In 1910, the hunting lodge of the Prime Minister of the Russian Empire Pyotr Stolypin was built in Klavdiievo.

After the October Revolution, the new government decided to erase the name of the tsar's minister from the names of the stations – Nemishayeve and Klavdiieve were renamed Shevchenkove station and Tarasove station, respectively. But the People's Commissariat did not approve the new names, and the old ones were returned to the stations. However, they decided to keep the name Tarasove for the village – so Klavdiievo-Tarasove appeared on the map.

The grave of Otaman Orlyk's insurgents and the Bolsheviks from 1921 has been preserved in the village.

In 1926, the village had 155 households, 176 estates, and 730 people.

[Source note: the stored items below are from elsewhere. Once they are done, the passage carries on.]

PR #12241, opened 2023-08-15
mpy_ld.py: Support modules larger than 4KiB on armv6m

jonnor:
Hit a problem with modules larger than 4 KiB when working on dynamic native modules for RP2040. This should fix that for ARM Thumb targets, using the similar strategy used for ARM Thumb 2 targets.

Have tested it on RP2040, and it seems to work: My module gets initialized, and the defined functions can be called. I have never written Thumb assembler before, so please do sanity check it!

PR #15749, opened 2024-08-30
tools/mpy_ld.py: Support long entry jumps for armv6m.

agatti:
### Summary

This commit adds support for armv6m native modules larger than 4k in code size, by adding a new jump trampoline that does not depend on a single jump instruction address range.  This was reported in https://github.com/micropython/micropython/issues/14430#issuecomment-2316162839 as being a blocker for a reproducible way to trigger the Arm side of the unhandled relocation errors reported in #14430.

### Testing

This was tested on a RPi Pico by @vshymanskyy in https://github.com/micropython/micropython/issues/14430#issuecomment-2319485402

Due to a current mpy_ld.py limitation, entry jumps must not change the length of the emitted code sequence between invocations.  This means the current short jump had to be padded to match the long jump in length (the padding is the defined `undefined instruction` opcode according to the armv6m technical reference manual).  From a cursory look at mpy_ld.py's code I couldn't find a quick and easy way to work around that limitation.

Unfortunately this adds 18 bytes to the jump trampoline on armv6m even when the code in question is well within the initial `b` opcode jump range (maybe this can be shorter but I've been focusing on RISC-V for the past 18 months or so, bear with me here :)).  The trampoline could be four bytes smaller if `R6` and `R7` are safe to be trashed when entering `mpy_init` but if I remember correctly, according to the Arm EABI calling convention it's up to the callee to save and restore R4..R7 (in this case the jump sequence).  If I'm mistaken about that, then this can be easily shortened by removing R6/R7 stack operations and fixing up the `ldr` and `str` offsets.

### DIFF
--- a/tools/mpy_ld.py
+++ b/tools/mpy_ld.py
@@ -88,10 +88,22 @@ def asm_jump_x86(entry):
 
 
 def asm_jump_thumb(entry):
-    # Only signed values that fit in 12 bits are supported
     b_off = entry - 4
-    assert b_off >> 11 == 0 or b_off >> 11 == -1, b_off
-    return struct.pack("<H", 0xE000 | (b_off >> 1 & 0x07FF))
+    if b_off >> 11 == 0 or b_off >> 11 == -1:
+        return struct.pack("<H9H", 0xE000 | (b_off >> 1 & 0x07FF), *([0xDE00] * 9))
+    else:
+        # sub   sp, #4
+        # push  {r6, r7}
+        # ldr   r7, [pc, #8]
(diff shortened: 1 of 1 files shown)


dpgeorge:
Please see #12241, which attempts the same thing.  And see also my comment https://github.com/micropython/micropython/pull/12241#issuecomment-2227540493 for a possible way to do it with less bytes.

agatti:
I see - well if this can be made shorter then by all means let's go with the shorter version!  I've had to deal with RV32 assembly for too much I guess...

Thanks!

PR #96, opened 2019-08-06
Using unmock for nock + fixtures

mikesol:
Hi!

I'm one of the authors of unmock, and we have just released a new version that allows for easy testing of API integrations using fixtures.  I see that prismic is currently defining their fixtures in `.js` files, and I think your repo would be a really good candidate for unmock.  Unmock simplifies the management of fixtures, reduces the size of testing code, and makes it easier to do property-based testing for APIs using tools like fast-check.

It'd be great if you could review the PR and the documentation on [unmock.io](https://www.unmock.io) and, if it seems like a good fit, I'd love to help transition the fixture part of your codebase to unmock!

### DIFF
--- a/__unmock__/prismic/index.yml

In 1942–1943 a shadow organization headed by I.O. Polyakov operated here. In July 1943, the 1st Borodianka partisan detachment was formed in the forests near Klavdiievo-Tarasove, to which the locals provided great assistance. Partisan M.P. Makiychuk was killed in battles against the Nazis in the village. Now the stop at 53 km of the railway is called Makiychukove.
1,053 inhabitants of this village took part in the German-Soviet war; almost all of them were awarded orders and medals of the USSR.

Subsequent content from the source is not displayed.